**Task**
Your task is to copy every line of this material exactly.

**Study material**
PR #554, opened 2019-01-09
APPDEV-1114 Take device specific links from device instead of user

madhuvardan-CMI:
Update for application to take device specific links from embedded object of user. For following links
1. postOpenAppEvent
2. appActivity
3. sslRootCert
4. sslRootCertCN


app/src/main/java/nu/yona/app/api/model/EmbeddedYonaDevices.java
```diff
@@ -0,0 +1,51 @@
...
+	 * @return The yonaDevices
+	 */
+	public List<YonaDevice> getYonaDevices()
+	{
+		return yonaDevices;
+	}
+
+	public YonaDevice getCurrentDevice()
+	{
+		if (this.yonaDevices.size() == 1)
```
Bert-R: Please simplify this to just:
```
		for (YonaDevice device : yonaDevices)
		{
			if (device.isRequestingDevice())
			{
				return device;
			}
		}
		throw new IllegalStateException("Current device not found. Number of devices: " + yonaDevices.size());
```

There is no point in trying to move in with invalid data. The current code could make you use an invalid device.

app/src/main/java/nu/yona/app/api/model/User.java
```diff
@@ -257,12 +247,7 @@ public ContentValues getDbContentValues()
 
 	public String getSslRootCertCN()
 	{
-		return this.sslRootCertCN;
-	}
-
-	public void setSslRootCertCN(String sslRootCertCN)
-	{
-		this.sslRootCertCN = sslRootCertCN;
+		return this.getEmbedded().getYonaDevices().getEmbedded().getCurrentDevice().getSslRootCertCN();
```
Bert-R: The part ``this.getEmbedded().getYonaDevices().getEmbedded().getCurrentDevice()`` occurs four times. Just put it in a private method.

app/src/main/java/nu/yona/app/ui/pincode/BasePasscodeActivity.java
```diff
@@ -568,16 +567,14 @@ private void displayData()
 	protected void postOpenAppEvent()
 	{
 		User loggedInUser = getSharedAppDataState().getUser();
-		if (loggedInUser.getLinks() == null || loggedInUser.getLinks().getYonaPostOpenAppEvent() == null)
+		if (loggedInUser.getEmbedded() == null || loggedInUser.getEmbedded().getYonaDevices() == null)
```
Bert-R: Please put this behavior inside the user entity, exposed through a method like ``isDeleted()``.

Next, I don't understand this check. When there is no ``embedded`` or no devices inside it, it could very well indicate that the mobile number isn't confirmed yet. In that case, the account still exists.

What are you doing when you get a 404 from the server? Can't you put an explicit marker ``isDeleted`` in the entity?

app/src/main/java/nu/yona/app/utils/AppUtils.java
```diff
@@ -626,37 +627,35 @@ private static Intent getVPNIntent(VpnProfile profile, Context context)
 	public static void downloadCertificates()
 	{
 		User user = YonaApplication.getEventChangeManager().getDataState().getUser();
-		if (user != null && user.getLinks() != null)
+		if (user == null || user.getEmbedded() == null || user.getEmbedded().getYonaDevices() == null
```
Bert-R: What does this do? IMHO, the check should be: ``if (!user.isMobileNumberConfirmed())``.
The other checks hide inconsistencies.

app/src/main/java/nu/yona/app/utils/AppUtils.java
```diff
@@ -626,37 +627,35 @@ private static Intent getVPNIntent(VpnProfile profile, Context context)
...
-						if (trialCertificateCount < 3)
-						{
-							downloadCertificates();
-						}
-					}
-				});
-			}
+	private static Object handleDownloadFileFromUrlSuccess(Object result)
+	{
+		if (result != null && !TextUtils.isEmpty(result.toString()))
```
Bert-R: See [the documentation](https://developer.android.com/reference/android/text/TextUtils.html#isEmpty(java.lang.CharSequence)). This suffices:

```
		if (!TextUtils.isEmpty(result.toString()))
```

app/src/main/java/nu/yona/app/utils/AppUtils.java
```diff
@@ -626,37 +627,35 @@ private static Intent getVPNIntent(VpnProfile profile, Context context)
...
+			YonaApplication.getEventChangeManager().notifyChange(EventChangeManager.EVENT_ROOT_CERTIFICATE_DOWNLOADED, null);
+		}
+		logi(TAG, "Download successful: " + result.toString());
+		return null; // Dummy return value, to allow use as data load handler
+	}
+
+	private static Object handleDownloadFileFromUrlFailure()
+	{
+		loge(TAG, "Download fail");
+		trialCertificateCount++;
```
Bert-R: Can you also rename this? We don't have trial certificates :)

I suggest naming it ``certificateDownloadAttempts``.

app/src/main/java/nu/yona/app/ui/pincode/BasePasscodeActivity.java
Sivateja-CMI: We have added this null check to avoid a crash in a rare scenario. I don't remember that now.
Getting a 404 from server and this is different right?

Sivateja-CMI: I can add `isDeleted` to the user entity with same check happening there.

Bert-R: The server will not have ``_embedded`` when the mobile number is not confirmed.

I propose to add a status value to the ``user`` entity, with three values:
* ``ACTIVE`` In this case, the user entity was successfully retrieved from the server and the ``yona:messages`` link is available.
* ``NUMBER_NOT_CONFIRMED`` In this case, the user entity was successfully retrieved from the server but the ``yona:messages`` link is NOT available.
* ``NOT_REGISTERED`` In this case, there is either no user entity at all (initial situation) or the server returned a 404 when trying to fetch it.

If that is available, you can rewrite statements like this as follows:
```
		if (loggedInUser.getStatus() != UserStatus.ACTIVE)
```

Bert-R: See also [APPDEV-1239](https://jira.yona.nu/browse/APPDEV-1239).

Sivateja-CMI: `NOT_REGISTERED` when does this state occur? I am little confused. 
If server returns 404 it can be that either URL is wrong or either API is wrong. So in this case user entity itself will not be there.
Once user response is returned from server, app will instantiate the entity in application, then the `self` url returned from the server will guide to fetch the user details further. 
For some reason if api returns 404 what is the purpose of maintaining the state, as we cannot recover the data anyway.

Bert-R: It's unclear to me how the app registers the state that there is no user account (you can get into that state through a fresh app installation and by removing your account). If that is tracked by not having the user entity, that's fine with me. Then you still have three states, but marked differently:

Two are reflected through the enum status value:
* ``ACTIVE`` In this case, the user entity was successfully retrieved from the server and the ``yona:messages`` link is available.
* ``NUMBER_NOT_CONFIRMED`` In this case, the user entity was successfully retrieved from the server but the ``yona:messages`` link is NOT available.

The third state ("not registered") is indicated by the fact that the logged in user is null.

app/src/main/java/nu/yona/app/utils/AppUtils.java
```diff
@@ -87,7 +87,8 @@
 	private static Intent activityMonitorIntent;
 	private static ScheduledExecutorService scheduler;
 	private static final YonaReceiver receiver = new YonaReceiver();
-	private static int trialCertificateCount = 0, trialVPNCount = 0;
+	private static int certificateDownloadAttempts = 0;
+	private static int vpnConnectionAttempts = 0;
```
Bert-R: Thanks for taking this one along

**Final answer**
PR #554, opened 2019-01-09
APPDEV-1114 Take device specific links from device instead of user

madhuvardan-CMI:
Update for application to take device specific links from embedded object of user. For following links
1. postOpenAppEvent
2. appActivity
3. sslRootCert
4. sslRootCertCN


app/src/main/java/nu/yona/app/api/model/EmbeddedYonaDevices.java
```diff
@@ -0,0 +1,51 @@
...
+	 * @return The yonaDevices
+	 */
+	public List<YonaDevice> getYonaDevices()
+	{
+		return yonaDevices;
+	}
+
+	public YonaDevice getCurrentDevice()
+	{
+		if (this.yonaDevices.size() == 1)
```
Bert-R: Please simplify this to just:
```
		for (YonaDevice device : yonaDevices)
		{
			if (device.isRequestingDevice())
			{
				return device;
			}
		}
		throw new IllegalStateException("Current device not found. Number of devices: " + yonaDevices.size());
```

There is no point in trying to move in with invalid data. The current code could make you use an invalid device.

app/src/main/java/nu/yona/app/api/model/User.java
```diff
@@ -257,12 +247,7 @@ public ContentValues getDbContentValues()
 
 	public String getSslRootCertCN()
 	{
-		return this.sslRootCertCN;
-	}
-
-	public void setSslRootCertCN(String sslRootCertCN)
-	{
-		this.sslRootCertCN = sslRootCertCN;
+		return this.getEmbedded().getYonaDevices().getEmbedded().getCurrentDevice().getSslRootCertCN();
```
Bert-R: The part ``this.getEmbedded().getYonaDevices().getEmbedded().getCurrentDevice()`` occurs four times. Just put it in a private method.

app/src/main/java/nu/yona/app/ui/pincode/BasePasscodeActivity.java
```diff
@@ -568,16 +567,14 @@ private void displayData()
 	protected void postOpenAppEvent()
 	{
 		User loggedInUser = getSharedAppDataState().getUser();
-		if (loggedInUser.getLinks() == null || loggedInUser.getLinks().getYonaPostOpenAppEvent() == null)
+		if (loggedInUser.getEmbedded() == null || loggedInUser.getEmbedded().getYonaDevices() == null)
```
Bert-R: Please put this behavior inside the user entity, exposed through a method like ``isDeleted()``.

Next, I don't understand this check. When there is no ``embedded`` or no devices inside it, it could very well indicate that the mobile number isn't confirmed yet. In that case, the account still exists.

What are you doing when you get a 404 from the server? Can't you put an explicit marker ``isDeleted`` in the entity?

app/src/main/java/nu/yona/app/utils/AppUtils.java
```diff
@@ -626,37 +627,35 @@ private static Intent getVPNIntent(VpnProfile profile, Context context)
 	public static void downloadCertificates()
 	{
 		User user = YonaApplication.getEventChangeManager().getDataState().getUser();
-		if (user != null && user.getLinks() != null)
+		if (user == null || user.getEmbedded() == null || user.getEmbedded().getYonaDevices() == null
```
Bert-R: What does this do? IMHO, the check should be: ``if (!user.isMobileNumberConfirmed())``.
The other checks hide inconsistencies.

app/src/main/java/nu/yona/app/utils/AppUtils.java
```diff
@@ -626,37 +627,35 @@ private static Intent getVPNIntent(VpnProfile profile, Context context)
...
-						if (trialCertificateCount < 3)
-						{
-							downloadCertificates();
-						}
-					}
-				});
-			}
+	private static Object handleDownloadFileFromUrlSuccess(Object result)
+	{
+		if (result != null && !TextUtils.isEmpty(result.toString()))
```
Bert-R: See [the documentation](https://developer.android.com/reference/android/text/TextUtils.html#isEmpty(java.lang.CharSequence)). This suffices:

```
		if (!TextUtils.isEmpty(result.toString()))
```

app/src/main/java/nu/yona/app/utils/AppUtils.java
```diff
@@ -626,37 +627,35 @@ private static Intent getVPNIntent(VpnProfile profile, Context context)
...
+			YonaApplication.getEventChangeManager().notifyChange(EventChangeManager.EVENT_ROOT_CERTIFICATE_DOWNLOADED, null);
+		}
+		logi(TAG, "Download successful: " + result.toString());
+		return null; // Dummy return value, to allow use as data load handler
+	}
+
+	private static Object handleDownloadFileFromUrlFailure()
+	{
+		loge(TAG, "Download fail");
+		trialCertificateCount++;
```
Bert-R: Can you also rename this? We don't have trial certificates :)

I suggest naming it ``certificateDownloadAttempts``.

app/src/main/java/nu/yona/app/ui/pincode/BasePasscodeActivity.java
Sivateja-CMI: We have added this null check to avoid a crash in a rare scenario. I don't remember that now.
Getting a 404 from server and this is different right?

Sivateja-CMI: I can add `isDeleted` to the user entity with same check happening there.

Bert-R: The server will not have ``_embedded`` when the mobile number is not confirmed.

I propose to add a status value to the ``user`` entity, with three values:
* ``ACTIVE`` In this case, the user entity was successfully retrieved from the server and the ``yona:messages`` link is available.
* ``NUMBER_NOT_CONFIRMED`` In this case, the user entity was successfully retrieved from the server but the ``yona:messages`` link is NOT available.
* ``NOT_REGISTERED`` In this case, there is either no user entity at all (initial situation) or the server returned a 404 when trying to fetch it.

If that is available, you can rewrite statements like this as follows:
```
		if (loggedInUser.getStatus() != UserStatus.ACTIVE)
```

Bert-R: See also [APPDEV-1239](https://jira.yona.nu/browse/APPDEV-1239).

Sivateja-CMI: `NOT_REGISTERED` when does this state occur? I am little confused. 
If server returns 404 it can be that either URL is wrong or either API is wrong. So in this case user entity itself will not be there.
Once user response is returned from server, app will instantiate the entity in application, then the `self` url returned from the server will guide to fetch the user details further. 
For some reason if api returns 404 what is the purpose of maintaining the state, as we cannot recover the data anyway.

Bert-R: It's unclear to me how the app registers the state that there is no user account (you can get into that state through a fresh app installation and by removing your account). If that is tracked by not having the user entity, that's fine with me. Then you still have three states, but marked differently:

Two are reflected through the enum status value:
* ``ACTIVE`` In this case, the user entity was successfully retrieved from the server and the ``yona:messages`` link is available.
* ``NUMBER_NOT_CONFIRMED`` In this case, the user entity was successfully retrieved from the server but the ``yona:messages`` link is NOT available.

The third state ("not registered") is indicated by the fact that the logged in user is null.

app/src/main/java/nu/yona/app/utils/AppUtils.java
```diff
@@ -87,7 +87,8 @@
 	private static Intent activityMonitorIntent;
 	private static ScheduledExecutorService scheduler;
 	private static final YonaReceiver receiver = new YonaReceiver();
-	private static int trialCertificateCount = 0, trialVPNCount = 0;
+	private static int certificateDownloadAttempts = 0;
+	private static int vpnConnectionAttempts = 0;
```
Bert-R: Thanks for taking this one along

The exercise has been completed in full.